No canal de Youtube, no qual reúne mais de 170 mil subscritores, Adri Silva partilhou todo o processo da criação da marca, numa série chamada "BUILDING THE FAMM". "Eu ia partilhando o que é que corria bem e menos bem", afirmou, sendo que "todas as semanas aparecia um problema novo".

"Parecia que estávamos a ter azar atrás de azar: tecidos que não chegavam, datas que foram trocadas, equipa com COVID", enumerou, sendo que o objetivo inicial era o de lançar a marca em inícios de abril. Porém, "se fosse tudo feito às mil maravilhas, não sabia tanto a vitória".

A paleta de cores inicial ia ser em tons de azul, cor de rosa e bege, mas acabou por ficar "um bocadinho diferente da expectativa ao início". "Com a questão da guerra e da pandemia, fomos afetados na produção dos tecidos.
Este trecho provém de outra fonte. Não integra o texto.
Issue #329, opened 2018-04-01
change maker symbol


ghost:
Hi, is there any way to change the default marker symbol ?
Ex : `*` to `**` in C

alerque:
Please see `:help nerdcommenter` or more specifically in this case `:help NERDCustomDelimiters`.

albfan:
Looks like marker con sexy comments are selected using last char on longest left comment. In case of C comments is directly set as '*'

so as an example, 

```
let g:NERDCustomDelimiters = {
        \ 'xml': { 'left': '<!--', 'right': '-->', 'leftAlt': '<!-- ', 'rightAlt': '-->' },
        \ 'html': { 'left': '<!--', 'right': '-->', 'leftAlt': '<!--', 'rightAlt': '-->' }
    \ }
```

without set alt delimns for xml and html, you can use this trick to get an space as marker.

Still that's undesired, and one might want to have an empty marker.

Could make sense to allow:

```
let g:NERDCustomDelimiters = {
        \ 'xml': { 'left': '<!--', 'right': '-->', 'marker': ''},
        \ 'html': { 'left': '<!--', 'right': '-->', 'marker': ''},
    \ }
```

so user explicitly set the marker?

alerque:
If you have something to pose as a question or feature request or issue report, open a new issue @albafan.

albfan:
Looks to me the issue was valid and not resolved. I just try to complete an already existing issue so others can find it. #546 should fix it although I need to add 'nested' to avoid  an error plugin logic detects

```
let g:NERDCustomDelimiters = {
        \ 'c': { 'left': '/*', 'right': '*/', 'marker': '**', 'nested': 1}
    \ }
```

I'm not sure how nerdcommenter decides if use '//' or '/* */' my expectations would be to only set

```
let g:NERDCustomDelimiters = {
        \ 'c': {  'marker': '**'}
    \ }
```

PR #546, opened 2025-12-01
feat: Explicitly set marker for sexy comments

albfan:
Instead of extract the marker from last char of longest left comment allow to explicity set it

relates with #329

### DIFF
--- a/autoload/nerdcommenter.vim
+++ b/autoload/nerdcommenter.vim
@@ -490,6 +490,10 @@ function! nerdcommenter#SetUp() abort
 
     if has_key(s:delimiterMap, filetype)
         let b:NERDCommenterDelims = copy(s:delimiterMap[filetype])
+        if has_key(b:NERDCommenterDelims, 'marker')
+            let b:NERDSexyComMarker = b:NERDCommenterDelims['marker']
+            let b:NERDSexyComMarkerSet = 1
+        endif
         for i in ['left', 'leftAlt', 'right', 'rightAlt']
             if !has_key(b:NERDCommenterDelims, i)
                 let b:NERDCommenterDelims[i] = ''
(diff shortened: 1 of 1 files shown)


albfan:
to turn:

```
  <metadata>
    <property name="variant">dark</property>
    <property name="light-variant">Adwaita</property>
  </metadata>
```

into

```
  <!-- <metadata>
    <property name="variant">dark</property>
    <property name="light-variant">Adwaita</property>
  </metadata> -->
```

instead of

```
  <!-- <metadata>
  -   <property name="variant">dark</property>
  -   <property name="light-variant">Adwaita</property>
  - </metadata> -->
```

using:

```
let g:NERDCustomDelimiters = {
        \ 'xml':  { 'left': '<!--', 'right': '-->', 'marker': '', 'nested': 1 }
    \ }
```

albfan:
NOTE1: 'nested' is required to avoid an error:

            call s:NerdEcho('Sexy comment aborted. Nested sexy cannot be nested', 0)

NOTE2:
Expectation was to only need to set:
```
let g:NERDCustomDelimiters = {
        \ 'xml':  { 'marker': '' }
    \ }
```

But that doesn't do anything using `.cs`

autoload/nerdcommenter.vim
```diff
@@ -2242,7 +2246,7 @@ function! s:GetSexyComMarker(space, esc) abort
     let sexyComMarker = b:NERDSexyComMarker
 
     "if there is no hardcoded marker then we find one
-    if sexyComMarker ==# ''
+    if b:NERDSexyComMarkerSet == 0 && sexyComMarker ==# ''
```
alerque, line 2249: It doesn't look like this buffer value is getting set unconditionally, so this will error in the event it is not set ... no?

alerque (changes requested):
Resolve case where marker is *not* set.

PR #4, opened 2024-01-09
removed faulty code on swerve init

Lewis-Seiden:


Lewis-Seiden:
less clean, but the casts didnt work and i forgot to sim them when i wrote them

PR #6, opened 2024-01-13
added robot init unit test

Lewis-Seiden:


src/test/java/frc/InitTests.java
```diff
@@ -0,0 +1,25 @@
...
+
+/** Test robot init. */
+public class InitTests {
+  @BeforeEach
+  private void setup() {
+    HAL.initialize(500, 0);
+  }
+
+  @Test
+  private void initTest() {
```
kevinclark, line 20: Prefer test names that say what is expected. These are never called, so you should be excessively verbose since it's what's going to communicate intent when it fails. F.e, "robotShouldNotCombustWhenFedFrechfries()" would be a totally reasonable unit test method name.

kevinclark: Also note you don't event need test in the name - you've already communicated it's a test with the annotation

kevinclark: All that being said, what's your goal with this method? When does it fail? What does it tell you when it does?

Awesomeplayer165 (commented):
LGTM!

.vscode/settings.json
```diff
@@ -26,5 +26,6 @@
     },
   ],
   "java.test.defaultConfig": "WPIlibUnitTests",
-  "java.compile.nullAnalysis.mode": "automatic"
+  "java.compile.nullAnalysis.mode": "automatic",
+  "wpilib.skipTests": true
```
kevinclark, line 30: Is this set to true on purpose?

kevinclark (commented):
Unclear this is useful yet and expect it's in progress. Some notes though.

src/test/java/frc/InitTests.java
Lewis-Seiden: the goal here is just to make sure `Robot` initializes without throwing an error, mainly as a simple template for unit tests as we (hopefully) add more throughout the season

.vscode/settings.json
Lewis-Seiden: yes, to avoid excessive delays during deploys from running unit tests, and instead my plan was to run these tests in ci

src/test/java/frc/InitTests.java
kevinclark: Then I'd make it explicit with a [assertDoesNotThrow](https://junit.org/junit5/docs/current/api/org.junit.jupiter.api/org/junit/jupiter/api/Assertions.html#assertDoesNotThrow(org.junit.jupiter.api.function.Executable)). Communicates your intent and makes clear you didn't forget the assert along the way.

PR #25, opened 2024-01-19
Vision

spellingcat:
yippee!


src/main/java/frc/robot/Robot.java
```diff
@@ -38,6 +41,7 @@ public static enum RobotMode {
   private final SwerveSubsystem swerve =
       new SwerveSubsystem(
           mode == RobotMode.REAL ? new GyroIOPigeon2() : new GyroIO() {},
+          mode == RobotMode.REAL ? new VisionIOReal() : new VisionIOSim(),
```
Lewis-Seiden, line 43: probably should have a way to input multiple visionio instances, maybe make it an array in the constructor. if you do that the modules should also be an array for consistency

src/main/java/frc/robot/subsystems/Vision/VisionIO.java
```diff
@@ -0,0 +1,25 @@
...
+/** Add your docs here. */
+public interface VisionIO {
+
+  public static class VisionIOInputs {
+    public double timestamp = 0.0;
+    public double latency = 0.0;
+    public List<PhotonTrackedTarget> targets =
+        new ArrayList<>(); // TODO make protobuf work whenever that happens
+    public double numTags = 0;
+    public Pose3d pose = new Pose3d();
```
Lewis-Seiden, line 21: clarify where this is ocming from. if it can be done above the io layer that would be great. if its from the coproc clarify

src/main/java/frc/robot/subsystems/Vision/VisionIO.java
```diff
@@ -0,0 +1,25 @@
...
+import java.util.ArrayList;
+import java.util.List;
+import org.photonvision.targeting.PhotonTrackedTarget;
+
+/** Add your docs here. */
+public interface VisionIO {
+
+  public static class VisionIOInputs {
+    public double timestamp = 0.0;
+    public double latency = 0.0;
```
Lewis-Seiden, line 17: are these redundant?

src/main/java/frc/robot/subsystems/Vision/VisionIO.java
```diff
@@ -0,0 +1,25 @@
...
+    public List<PhotonTrackedTarget> targets =
+        new ArrayList<>(); // TODO make protobuf work whenever that happens
+    public double numTags = 0;
+    public Pose3d pose = new Pose3d();
+  }
+
+  public default void updateInputs(VisionIOInputs inputs, Pose3d pose) {};
```
Lewis-Seiden: do you always need the pose or just in sim?

src/main/java/frc/robot/subsystems/Vision/VisionIOInputsLogged.java
```diff
@@ -0,0 +1,44 @@
...
+    }
+    table.put("NumTags", numTags);
+    table.put("Pose", pose);
+  }
+
+  @Override
+  public void fromLog(LogTable table) {
+    timestamp = table.get("Timestamp", timestamp);
+    latency = table.get("Latency", latency);
+    for (int i = 0; i < table.get("number of tags", targets.size()); i++) {
```
Lewis-Seiden, line 28: is this the right label?

src/main/java/frc/robot/subsystems/Vision/VisionIO.java
```diff
@@ -0,0 +1,25 @@
...
+
+/** Add your docs here. */
+public interface VisionIO {
+
+  public static class VisionIOInputs {
+    public double timestamp = 0.0;
+    public double latency = 0.0;
+    public List<PhotonTrackedTarget> targets =
+        new ArrayList<>(); // TODO make protobuf work whenever that happens
+    public double numTags = 0;
```
Lewis-Seiden, line 20: does this need to be in inputs or just in the table

src/main/java/frc/robot/subsystems/Vision/VisionIOInputsLogged.java
```diff
@@ -0,0 +1,44 @@
...
+    }
+    numTags = table.get("NumTags", numTags);
+    pose = table.get("Pose", pose);
+  }
+
+  public VisionIOInputsLogged clone() {
+    VisionIOInputsLogged copy = new VisionIOInputsLogged();
+    copy.timestamp = this.timestamp;
+    copy.latency = this.latency;
+    copy.targets = this.targets;
```
Lewis-Seiden, line 39: make sure to copy targets if you want to deep copy

src/main/java/frc/robot/subsystems/Vision/VisionIOReal.java
```diff
@@ -0,0 +1,23 @@
...
+
+package frc.robot.subsystems.vision;
+
+import edu.wpi.first.math.geometry.Pose3d;
+import org.photonvision.PhotonCamera;
+
+/** Add your docs here. */
+public class VisionIOReal implements VisionIO {
+  // constants
+  public static final String CAMERA_NAME = "opi-camera";
```
Lewis-Seiden, line 13: this shouldnt be hardcoded, pass it through the constructor

src/main/java/frc/robot/subsystems/Vision/VisionIOReal.java
```diff
@@ -0,0 +1,23 @@
...
+  public static PhotonCamera camera = new PhotonCamera(CAMERA_NAME);
+
+  @Override
+  public void updateInputs(VisionIOInputs inputs, Pose3d pose) {
+    var result = camera.getLatestResult();
```
Lewis-Seiden, line 18: make sure to update all of inputs fields

src/main/java/frc/robot/subsystems/Vision/VisionIOSim.java
```diff
@@ -0,0 +1,38 @@
...
+import edu.wpi.first.apriltag.AprilTagFieldLayout.OriginPosition;
+import edu.wpi.first.apriltag.AprilTagFields;
+import edu.wpi.first.math.geometry.Pose3d;
+import org.photonvision.PhotonCamera;
+import org.photonvision.simulation.VisionSystemSim;
+
+/** Add your docs here. */
+public class VisionIOSim implements VisionIO {
+  public static final String SIM_VISION_SYSTEM_NAME = "sim vision";
+  public static final String SIM_CAMERA_NAME = "sim camera";
```
Lewis-Seiden, line 16: make sure to have diff cameras have diff names

src/main/java/frc/robot/subsystems/Vision/VisionIOSim.java
```diff
@@ -0,0 +1,38 @@
...
+      sim.addAprilTags(field);
+    } catch (Exception e) {
+      e.printStackTrace();
+    }
+  }
+
+  @Override
+  public void updateInputs(VisionIOInputs inputs, Pose3d pose) {
+    var result = simCamera.getLatestResult();
+    sim.update(pose);
```
Lewis-Seiden, line 33: make sure to set the cameras pose right

src/main/java/frc/robot/subsystems/swerve/SwerveSubsystem.java
```diff
@@ -68,8 +81,18 @@ public class SwerveSubsystem extends SubsystemBase {
   private Pose2d pose = new Pose2d();
   private Rotation2d lastGyroRotation = new Rotation2d();
 
-  public SwerveSubsystem(GyroIO gyroIO, ModuleIO... moduleIOs) {
+  private final VisionIO visionIO;
+  // private final VisionIOInputsAutoLogged visionInputs = new VisionIOInputsAutoLogged();
+  private final VisionIOInputsLogged visionInputs = new VisionIOInputsLogged();
```
Lewis-Seiden, line 85: make sure to support multiple visionios and remove the commented out code

src/main/java/frc/robot/subsystems/swerve/SwerveSubsystem.java
```diff
@@ -178,7 +206,83 @@ public void periodic() {
       }
       // Apply the twist (change since last sample) to the current pose
       pose = pose.exp(twist);
+      estimator.update(lastGyroRotation, modulePositions); // FIXME sort of sketch
```
Lewis-Seiden, line 208: also check 6328s pose estimator, it might be cleaner than this

src/main/java/frc/robot/subsystems/swerve/SwerveSubsystem.java
```diff
@@ -178,7 +206,83 @@ public void periodic() {
...
     }
+    Logger.recordOutput("Swerve Pose", pose);
+
+    visionIO.updateInputs(visionInputs, new Pose3d(pose));
```
Lewis-Seiden, line 212: update inputs at the top of periodic

src/main/java/frc/robot/subsystems/swerve/SwerveSubsystem.java
```diff
@@ -178,7 +206,83 @@ public void periodic() {
...
+              .estimatedPose;
+      Logger.recordOutput("Vision Pose", visionPose);
+      estimator.addVisionMeasurement(
+          visionPose.toPose2d(),
+          visionInputs.timestamp,
+          VisionHelper.findVisionMeasurements(estPose));
+    } catch (NoSuchElementException e) {
+    }
+
+    // From 6995 - untested
```
Lewis-Seiden, line 241: remove commented out code

src/main/java/frc/robot/subsystems/swerve/SwerveSubsystem.java
```diff
@@ -178,7 +206,83 @@ public void periodic() {
...
+    //         }
+    //         estimator.addVisionMeasurement(
+    //                 measurement.estimation().estimatedPose.toPose2d(),
+    //                 measurement.estimation().timestampSeconds,
+    //                 measurement.confidence());
+    //         Logger.recordOutput("Odo + Vision Pose", estimator.getEstimatedPosition());
+    //       }
+    //     } catch (NoSuchElementException e) {
+    //     }
+    Logger.recordOutput(
```
Lewis-Seiden, line 280: this can be removed bc getPose exists

src/main/java/frc/robot/subsystems/Vision/VisionHelper.java
```diff
@@ -0,0 +1,423 @@
...
+import org.photonvision.PhotonPoseEstimator.PoseStrategy;
+import org.photonvision.estimation.TargetModel;
+import org.photonvision.estimation.VisionEstimation;
+import org.photonvision.targeting.PhotonPipelineResult;
+import org.photonvision.targeting.PhotonTrackedTarget;
+import org.photonvision.targeting.TargetCorner;
+
+public class VisionHelper {
+  // constants
+  public static final Matrix<N3, N3> CAMERA_MATRIX_OPT =
```
Lewis-Seiden, line 37: make sure to have different matrices for each camera

src/main/java/frc/robot/subsystems/Vision/VisionHelper.java
```diff
@@ -0,0 +1,423 @@
...
+  public static final Matrix<N5, N1> DIST_COEFFS_OPT =
+      MatBuilder.fill(
+          Nat.N5(),
+          Nat.N1(),
+          0.05452153950284706,
+          -0.04331612051891956,
+          0.00176988756858703,
+          -0.004530368741385627,
+          -0.040501622476628085); // TODO tune maybe
+  public static final Transform3d CAMERA_TO_ROBOT = new Transform3d(); // TODO find
```
Lewis-Seiden, line 59: make sure to have different transforms for each camera

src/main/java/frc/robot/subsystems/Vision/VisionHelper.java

Tivemos de tomar decisões e esta nova paleta com outras opções de que eu também gostava imenso acabou por resultar tão bem ou se calhar melhor do que a inicial", crê Adriana da Silva.

A criação da primeira marca da criadora de conteúdos de 26 anos esteve longe de ser um mar de rosas. A famm, cujo nome é um acrónimo para a expressão "For All Modern Mavericks" (sendo os "mavericks" os tais independentes e inconformados), é um espelho de Adri, que procurou o seu próprio trabalho, seguiu o seu caminho e nunca se conformou.

Famm também pode ser associado a um diminutivo para "família", fazendo alusão à comunidade digital que a apoia e que considera os seus "amigos online". Adri quer que a sua marca "possa crescer muito em várias áreas" além da roupa. "Estamos a construir algo muito bonito, com coisas muito giras e temos uma missão muito boa", concluiu.